Obama’s debate performance on Tuesday was also largely aimed at denying Romney the political middle he so effectively seized in Denver. The President even brought up the 47 per cent comment. And Obama can take some comfort. While Denver allowed Romney to seize the momentum, the fundamentals of the election still favour the President. The economy is growing, albeit slowly. The stock market is up. The most recent jobs report was positive for Obama—a drop from 8.1 to 7.8 per cent unemployment. And Obama starts out with a structural advantage in the anachronistic electoral college system in which a handful of swing states play an outsized role in picking presidents. (Who can forget the importance of Florida in the 2000 election?) He already has a larger number of solidly Democratic electoral college votes than Romney has in his column. This means Romney needs to win a larger number of battleground states than Obama to rack up the 270 electoral college votes needed to win. Florida is leaning in Romney’s direction, but Obama maintains a lead in the critical state of Ohio. No Republican has ever won the White House without it. And if Obama can hold on to it, then Romney’s path is difficult indeed. As the University of Virginia’s Larry Sabato wrote in his Crystal Ball analysis of the race: “Obama maintains more—and more plausible—routes to the 270 electoral college votes. The states Romney needs to flip are ones we still think favour Obama currently.” Those states include Nevada, Iowa, Wisconsin and Ohio.
Which explains why both candidates have been lavishing so much time and money on Ohio. On Wednesday, Paul Ryan was in suburban Cleveland with former secretary of state Condoleezza Rice. Three days earlier, with her husband holed up practising for the debate, first lady Michelle Obama campaigned in Cleveland, making her signature pitch that mixes the personal (“He’s not just cute, he’s fine”) with the political: “While we still have a long way to go to completely rebuild our economy, there are more and more signs every day that we are headed in the right direction.”

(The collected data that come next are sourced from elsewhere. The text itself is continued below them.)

PR #11466, opened 2023-06-09
DPL: fix plugin appending

ktf:


ktf:
Full CI passes. Obviously currently wrong. Merging.

PR #11617, opened 2023-07-05
CalibLaserTracksSpec: protect for the case you get a condition object,

ktf:
but not the actual tracks


shahor02:
Hm, OK, but this device gets as an input either TPC reco tracks or they filtered subsample, but always at every TF and the input has default Lifetime::Timeframe.

How it can start processing w/o getting the input?

ktf:
i agree it should not happen. there is no custom completion policy,
correct?

Ciao,
Giulio

PR #11622, opened 2023-07-06
DPL: Remove nOrbitsPerTF from DataTakingContext

knopers8:
as agreed in https://github.com/AliceO2Group/AliceO2/pull/11616, the field is removed since it is not actually set and the recommended way is to get it from GRP Helper or CCDB directly

will fail in QC until this is merged and propagated to a version in alidist: https://github.com/AliceO2Group/QualityControl/pull/1873


knopers8:
it should be good to go now

PR #11624, opened 2023-07-06
DPL: do not use arrow service if at P2

ktf:


ktf:
I think the real issue is https://github.com/AliceO2Group/AliceO2/pull/11624/commits/4e8a82e2b279db098ad24e4e854aaa06eadefa2b, i.e. a maxRefreshLatency of 0 will publish the metrics every time 0 ms have passes, even if they are unchanged. I must have changed them to 0 while doing the changes for the analysis rate limiting and forgot / did not think to change them to a more reasonable number. In teory it could even be larger, since those metrics are always published when they get updated.

knopers8 (approved):

ktf:
Tested with the gang of 5 on hyperloop. Merging.

PR #11626, opened 2023-07-07
Change TPC IDC & SAC proxy ports

knopers8:
The old ports are in the range of ephemeral ports on our machines, thus there is a risk that we might try to bind 47900 and 47901 when they are already used.


davidrohr:
this is fine, but we should not merge it now, but when we make the next global sw update at P2, to deploy in parallel with the necessary changes in the FLP workflows.

vascobarroso:
@davidrohr we plan to release a new FLP Suite later this week. Could you ensure that this is part of one of the upcoming O2 tags ? Deadline is Thursday

davidrohr:
sure

PR #11629, opened 2023-07-07
DPL: remove wrong debug assertion

ktf:


ktf:
Was introduced to verify some condition when debugging the rate limiting but it's actually obviously wrong.

PR #11632, opened 2023-07-07
O2sim: update mctracks-proxy and mctrack-to-aod

aalkin:
* add a helper function to create DataHeader for OutputSpec
* handle cases where the total number of events requested is not divisable by the number of events in aggregated timeframe
* correctly fill mc particle flags


aalkin:
Hi @sawenzel, could you please merge this?

PR #11639, opened 2023-07-10
Apply MFT tracker high mult protection always in synch mode

martenole:
We see from time to time the MFT tracking being too slow on individual TFs (up to 30 minutes) if it encounters a ROF with many clusters. Currently a protection is only added in case ITS is not included in the run. For the synch. reco I think the protection should always be there.
More details in https://alice.its.cern.ch/jira/browse/O2-3740

pinging @robincaron13

Since I am not sure if I am missing something (it is not clear to me why the protection was added like this in the first place) I'll wait for approval before merging


martenole:
Pinging to @shahor02 
FYI: I hope it makes sense to have the protection for MFT added for all online processing?

shahor02:
Should be fine, though I would prefer a protection on the seeds per cluster or something like that rather than absolute mult.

But for all his sharp attacks on Romney in Tuesday night’s debate, Obama spent little time explaining the details of how he would balance the budget or sketching out new plans for his second term. Touting his record in averting another Great Depression may be enough for some voters, but perhaps not for all those who could decide a close election. “People like me,” said Martha Powers, the undecided voter in Virginia, “need a reason to go out and vote.”